# keytrade online brokers



## bogle (7 Apr 2009)

Hi All,
I've doing some researching and I see that quite a few people have used Keytrade www.keytrade.com and seem to be happy with them. I've been looking at their web site and I can't see anything about how you're shares are held e.g custody account or nominee account and more to the point anything about security of your shares should keytrade or their owners go belly up.
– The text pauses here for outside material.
PR #4002, opened 2022-10-18
Fix CPU is consumed by OSC while shown and player paused

decodism:
- [ ] I have read [CONTRIBUTING.md](https://github.com/iina/iina/blob/develop/CONTRIBUTING.md)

Can anyone advise on this.

Thks,
Bogle


----------



## maturin (8 Apr 2009)

Bogle, there are a few previous posts that suggest that Keytrade hold your shares in the Euroclear system. A search for "euroclear" in the forums may provide more info. You could also email Keytrade and ask them. I've perviously found them to be responsive to email queries.
Rgds,
Maturin.


----------



## bogle (9 Apr 2009)

Ok thks maturin  - will follow up on that.


----------



## soy (10 Apr 2009)

http://www.housepricecrash.co.uk/forum/index.php?showtopic=62780&st=15&p=880082&#entry880082

Euroclear is the new name for Crest it seems.


----------



## bogle (10 Apr 2009)

I've sent keytrade a mail - am awaiting a reply.  Bogle


----------



## jdpl28 (13 Apr 2009)

just looking at their site there. Can you buy stocks/etfs on keytrade as well, or is it just funds?

thanks,
J


----------



## maturin (14 Apr 2009)

Yes, you can trade stocks/etfs on Keytrade's platform. Their web page details the charges for each of the markets that they support.


----------



## bogle (21 Apr 2009)

When I sent off my query to keytrade they sent me back an automated mail stating they'd get back to me within 24 hrs. Alas no reply received to date!
I think I'll give them a ring although I'd really prefer a written reply.

Bogle


----------



## maturin (21 Apr 2009)

I've sent them a few queries in the past and found them responsive. I agree a written reply would be best. I'm interested to hear their response too so hopefully you'll keep us informed.

-Maturin


----------



## Labguy (18 May 2009)

Any response on this from Keytrade?


----------



## bogle (20 May 2009)

I've just sent another e-mail to them. If they don't reply I'll follow it up.


----------



## bogle (25 May 2009)

After three e-mails to Keytrade they eventually replied. As they have said that they do not give the names of the share holders to companies I’m taking it, that it’s a type of nominee/custody account with shares held in their name (e.g. Keytrades name appears on the share register) with the customer as the beneficial owner (like NIB). 
I wonder what protection there is for nominee account holders in Belgium if any?
Anyone know?


Dear Sir,


The shares are helded at your name on our different custody accounts in the different correspondents.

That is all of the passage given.